She took her time. ‘Moan,’ she said, at last. ‘You made moan.’

He took his time too. He was upset. And genuinely bewildered. In the end the best he could come up with was, ‘I thought you were meant to moan.’

‘Not like that. Not like a soul in torment. Where was the joy?’

Joy! He didn’t ask what the fuck joy had to do with it. But he did say that for his part he thought it had gone rather well.

‘Exactly,’ she said. ‘Like a social occasion. Like a difficulty negotiated. You laboured over me, Marvin. You sorted me out.’

‘Nerves. Just give me another chance. I know where everything is now. Next time I won’t moan or labour. Next time you can labour over me.’

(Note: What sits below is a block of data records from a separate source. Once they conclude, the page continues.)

PR #555, opened 2024-03-15
Attack fixes

erickgalinkin:
Fixes and improvements to TAP, GCG, AutoDAN.


erickgalinkin:
Rebased and force-pushed to fix Cohere error.

garak/resources/autodan/model_utils.py
```diff
@@ -52,19 +52,22 @@ def check_for_attack_success(gen_str: str, test_prefixes) -> Tuple[bool, str]:
...
-        gen_str (str): Generated string
+        gen_str (str): Generated model output
         test_prefixes (list): List of test prefixes
 
     Returns:
         Tuple:
             Boolean of whether the model jailbreak was successful
             Generated string
     """
+    gen_str = gen_str.lower()
```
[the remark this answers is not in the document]
erickgalinkin: That definitely matters for the adversarial string, but it should be safe for checking whether or not there is a rejection present. May make sense to make it more robust though. I'll refactor to maintain `gen_str` and use a `test_str`.

garak/probes/dan.py
```diff
@@ -554,7 +554,9 @@ def __init__(
 
 
 class AutoDAN(Probe):
-    """Probe leveraging AutoDAN attack generation"""
+    """Probe leveraging AutoDAN attack generation
+
+    Dynamic, generative implementation. Requires OpenAI key to be set."""
```
leondz, line 559: in `OPENAI_API_KEY`?

garak/resources/autodan/autodan.py
```diff
@@ -241,7 +241,10 @@ def autodan_generate(
             gc.collect()
             torch.cuda.empty_cache()
 
-    if not success:
+    if success:
+        return adv_prefix
+
+    else:
         logger.info(
             f"Ran through {num_steps} iterations and found no successful prompts"
```
leondz, line 249: SAD FACE

garak/resources/gcg/generate_gcg.py
```diff
@@ -94,7 +94,7 @@ def run_gcg(
     / "resources/gcg/data/advbench/harmful_behaviors.csv",
     n_train: int = 50,
     n_test: int = 0,
-    outfile: str = garak._config.transient.basedir / "resources/data/gcg/gcg.txt",
+    outfile: str = garak._config.transient.basedir / "resources/gcg/data/gcg/gcg.txt",
```
leondz, line 97: I guess there's an agreement between the probes/ code and the code in resources/ that this will be the location. Maybe this could (one day) come from _config but that needn't block this PR

garak/resources/autodan/autodan.py
```diff
@@ -205,7 +205,8 @@ def autodan_generate(
             best_new_adv_prefix = new_adv_prefixes[best_new_adv_prefix_id]
 
             adv_prefix = best_new_adv_prefix
-            success, gen_str = check_for_attack_success(adv_prefix, test_prefixes)
+            gen_str = generator.generate(prompt=adv_prefix)[0]
```
leondz, line 208: Is it worth avoiding multiple response generation here? by e.g. pushing `generator.generations`/setting `generator.generations=1`/calling `generate()`/popping `generator.generations`?

This is a situation and solution pattern I see in a few places - maybe `generate()` is the place to allow an override for `generations`, or even other things (rather than the `generator` class constructor)

garak/resources/autodan/genetic.py
```diff
@@ -31,38 +31,12 @@
     nltk.download("punkt")
     nltk.download("wordnet")
 
-
-class MutationGenerator(OpenAIGenerator):
```
leondz, line 35: something very 1960s about this word, love the name

garak/resources/autodan/genetic.py
```diff
@@ -31,38 +31,12 @@
...
-        return response
-
-
 openai_api_key = os.getenv("OPENAI_API_KEY", default=None)
 if openai_api_key is None:
     USE_OPENAI = False
 else:
     USE_OPENAI = True
-    mutation_generator = MutationGenerator("gpt-3.5-turbo")
+    mutation_generator = OpenAIGenerator("gpt-3.5-turbo")
```
leondz, line 39: is this subtle default going to throw people, do you think?

garak/resources/autodan/genetic.py
```diff
@@ -308,15 +285,13 @@ def gpt_mutate(sentence: str) -> str:
...
+            response = mutation_generator.generate(
+                prompt=[
                     {"role": "system", "content": system_msg},
                     {"role": "user", "content": user_message},
                 ]
             )
-            revised_sentence = response["choices"][0]["message"]["content"].replace(
-                "\n", ""
-            )
+            revised_sentence = response[0].replace("\n", "")
```
leondz, line 294: love this change. nice

garak/resources/gcg/attack_manager.py
```diff
@@ -1429,7 +1431,7 @@ def run(
         test_steps: int = 50,
         incr_control: bool = True,
         stop_on_success: bool = True,
-        verbose: bool = True,
+        verbose: bool = False,
```
leondz, line 1434: can this be taken from `garak._config.system.verbose`?

garak/resources/gcg/attack_manager.py
```diff
@@ -1790,7 +1792,7 @@ def __init__(self, model_name, conv_template):
     def run(tasks, results):
         while True:
             task = tasks.get()
-            if task is None:
+            if not task:
```
leondz, line 1795: [pep8](https://peps.python.org/pep-0008/#programming-recommendations) prefers `is` for `NoneType` value checks (which i learned from looking at your code), how come the change?

garak/resources/gcg/attack_manager.py
```diff
@@ -1932,7 +1923,5 @@ def get_goals_and_targets(
 
     assert len(goals) == len(targets)
     assert len(test_goals) == len(test_targets)
-    logger.debug("Loaded {} train goals".format(len(goals)))
-    logger.debug("Loaded {} test goals".format(len(test_goals)))
```
leondz, line 1936: btw how is the goal string set? a docstring or `docs/` entry somewhere should cover this (maybe in one terse sentence)

garak/resources/gcg/generate_gcg.py
```diff
@@ -143,7 +146,12 @@ def generate_gcg(
     Returns:
         None
     """
-    mp.set_start_method("spawn")
+    mp.set_start_method("spawn", force=True)
+
+    if target_generator is not None and model_names is not None:
+        msg = "You have specified a list of model names and a target generator. Using the already loaded generator!"
```
leondz, line 152: i didn't quite get the problem or resolution for this

garak/resources/gcg/generate_gcg.py
```diff
@@ -143,7 +146,12 @@ def generate_gcg(
...
+        print(msg)
```
leondz, line 153: PRINT()?!?!?!?!?!

garak/resources/gcg/generate_gcg.py
```diff
@@ -154,13 +162,23 @@ def generate_gcg(
...
+        elif model_names is not None:
+            model_string = "_".join([x.replace("/", "-") for x in model_names])
+        else:
+            msg = "You must specify either a target generator or a list of model names to run GCG!"
+            logger.error(msg)
+            raise Exception(msg)
         logfile = (
             garak._config.transient.basedir
-            / "resources/gcg/data/logs/{timestamp}_{model_string}.json"
+            / f"resources/gcg/data/logs/{timestamp}_{model_string}.json"
```
leondz, line 175: Is `_config.run_id` available when this is executed?

garak/resources/tap/generator_utils.py
```diff
@@ -51,22 +53,39 @@ def load_generator(
...
     return generator
+
+
+def token_count(string: str, model_name: str) -> int:
+    encoding = tiktoken.encoding_for_model(model_name)
+    num_tokens = len(encoding.encode(string))
+    return num_tokens
+
+
+def get_token_limit(model_name: str) -> int:
```
leondz, line 79: is this max generation length or max context length?

i think the latter.

if generation length, can it be extracted from the `max_len` param?


if context length.. would that this were available via openai API / generator (see #573 ). tagging that issue so maybe we pick up altering this code once context sizes are represented better (or at all) in garak.

garak/resources/tap/tap_main.py
```diff
@@ -17,28 +18,29 @@
...
-        attack_generator: garak.generators.Generator,
-        target_generator: garak.generators.Generator,
-        evaluation_generator: garak.generators.Generator,
-        attack_max_tokens: int = 500,
-        attack_max_attempts: int = 5,
-        max_parallel_streams: int = 5,
-        target_max_tokens: int = 150,
-        evaluator_max_tokens: int = 10,
-        evaluator_temperature: float = 0.0,
+            self,
```
leondz, line 33: hey do you know how these params can be set when invoking via the probe?

garak/resources/tap/tap_main.py
```diff
@@ -101,7 +104,7 @@ def get_attack(self, convs, prompts):
         for conv, prompt in zip(convs, prompts):
             conv.append_message(conv.roles[0], prompt)
             # Get prompts
-            if "gpt" in self.attack_generator.name:
+            if not isinstance(self.attack_generator, Model):
```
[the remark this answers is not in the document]
leondz: the example case in the docs is `huggingface` / `gpt2`, this is a way better test, good catch

garak/resources/tap/tap_main.py
```diff
@@ -121,16 +124,22 @@ def get_attack(self, convs, prompts):
...
                 for full_prompt in full_prompts_subset[left:right]:
-                    outputs_list.append(self.attack_generator.generate(full_prompt))
+                    # We should fail more gracefully within runs for garak.
+                    try:
+                        outputs_list.append(self.attack_generator.generate(full_prompt)[0])
+                    except torch.cuda.OutOfMemoryError as e:
+                        if len(outputs_list) > 0:
+                            break
+                        else:
+                            raise e
```
leondz, line 134: `logging.critical("CUDA OOM during TAP generation")` ?

garak/resources/tap/tap_main.py
```diff
@@ -233,6 +241,23 @@ def create_conv(self, full_prompt, system_prompt=None):
...
+        if len(full_prompt.split()) / .75 > self.evaluator_token_limit:
+            # More expensive check yielding actual information -- add 100 token buffer to prompt
+            judge_system_prompt_tokens = token_count(system_prompt, self.evaluation_generator.name)
+            prompt_tokens = 100 + token_count(full_prompt, self.evaluation_generator.name)
+            # Iteratively reduce the prompt length
+            while judge_system_prompt_tokens + prompt_tokens >= self.evaluator_token_limit:
+                excess_tokens = judge_system_prompt_tokens + prompt_tokens - self.evaluator_token_limit
+                if excess_tokens > 0:
+                    # Truncate excess text
+                    excess_words = int(excess_tokens / .75)
```
leondz, line 255: where's the .75 from? is it worth constant-ising?

garak/resources/tap/utils.py
```diff
@@ -100,6 +117,12 @@ def clean_attacks_and_convs(attack_list, convs_list):
     """
     Remove any failed attacks (which appear as None) and corresponding conversations
     """
+    # Catch case where no valid attacks are returned
+    if not any(attack_list):
+        msg = "No valid attacks returned by the model!"
```
leondz, line 122: valid == successful? or

leondz (commented):
this is a lot of work, the integration looks like it has continued to be non-trivial, but the harmonisation now looks clear

garak/resources/autodan/model_utils.py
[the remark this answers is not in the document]
erickgalinkin: Actually, we just don't need to return `gen_str` at all -- we have it in the outer scope where we want it. Fixed.

garak/resources/gcg/generate_gcg.py
erickgalinkin: That's a good idea, tbh. If you have your own stuff you want to jam in configs. I think we need a separate PR where we adjust `_config` -- may be a good place to deal with some of the model parameter stuff too.

garak/resources/autodan/autodan.py
erickgalinkin: That seems right to me, yes. I just worry that if we set `generator.generaions=1` and the probe is being run as part of a series (for some reason -- this is a lot of time on a single probe anyway), it may have downstream effects. Definitely worth allowing an override for `generation` in the `generate()`method.

garak/resources/autodan/genetic.py
erickgalinkin: This is the implementation in the paper, but we can set this as a default and allow it to be configurable.

garak/resources/gcg/attack_manager.py
erickgalinkin: It can! That's a good one.

leondz (approved):

garak/resources/gcg/attack_manager.py
erickgalinkin: Huh, it looks nicer to me this way, but I can do `is None`!

leondz: `if not task` looks nicer to me too, just curious if there was maybe another rule

garak/resources/gcg/generate_gcg.py
erickgalinkin: Yeah, this should probably just be logger.warning

garak/resources/gcg/generate_gcg.py
erickgalinkin: Worth checking. It should be, unless using it as a library. I can check for it and if it's not there, fall back to timestamp.

garak/resources/tap/generator_utils.py
erickgalinkin: This is context length, yeah.

garak/resources/gcg/attack_manager.py
erickgalinkin: I ought to write a full docs entry for each of these. Will take that as an action item and open another PR.

garak/resources/tap/tap_main.py
erickgalinkin: I'd think you could pass them as params in the probe config?

erickgalinkin: Looks like we need a `ProbeConfig` class in `_config`.

garak/resources/tap/tap_main.py
erickgalinkin: From line 246: `# Crude and fast heuristic -- 100 tokens is about 75 words`

garak/resources/tap/utils.py
erickgalinkin: valid ~ well-formatted text

garak/resources/tap/tap_main.py
leondz: values in `_config.plugins.probes.ClassName` are automatically set in classes at instantiation time - just wondering a bit about the stuff in `resources/`. maybe let's wait for demand before triaging dealing with that

garak/resources/autodan/autodan.py
leondz: will open an issue to track that - #585

leondz (approved):
nice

Too much trouble to resist. She accepted his invitation to visit his mother when his father was away selling purses at a two-day bank-holiday fair. There was an upright piano at the Kreitmans’, dark and heavy and over-ornamental, like all their furniture. Kreitman’s father hated music but believed any house he lived in should have a piano. Mona Kreitman was able to play a few tunes on it, all of them of a sort to arouse confused longings in her son. ‘Jealousy’, ‘I Wonder Who’s Kissing Her Now’, ‘You Always Hurt the One You Love’, ‘Who’s Sorry Now?’ – songs like those. At first she waved away the suggestion when he asked her to play for his new girlfriend. She couldn’t. She had no aptitude. Whatever noise she made on the piano was not meant to be heard outside the family. Finally she played and sang ‘I’ll Never Smile Again’ in an arrangement by the Ink Spots, then closed the piano lid and went to boil the kettle.

Hazel felt unliked and tried to make a better impression by sitting at the piano herself.

‘Oh, you play, do you?’ Mona Kreitman enquired, rattling the cups.

‘Not really,’ Hazel said. She essayed the first movement of a late Beethoven sonata, taking care not to essay it too well, then sang ‘Drink To Me Only With Thine Eyes’ in a voice more thrillingly purple than Kreitman had any idea she possessed.

Had Kreitman not been in love with her before, he would certainly have lost his reason over her now. A woman with a tawny mass of startled hair, who twirled a damson-coloured parasol and sang Ben Jonson! He saw his life extending through its middle years and into old age, serene and comfortable, the French windows open to a fragrant garden blessed by butterflies, wine the colour of Hazel’s hair on a silver tray beside him, and Hazel herself, his wife, untouched by time, playing the piano for him, Schubert, Chopin, Debussy.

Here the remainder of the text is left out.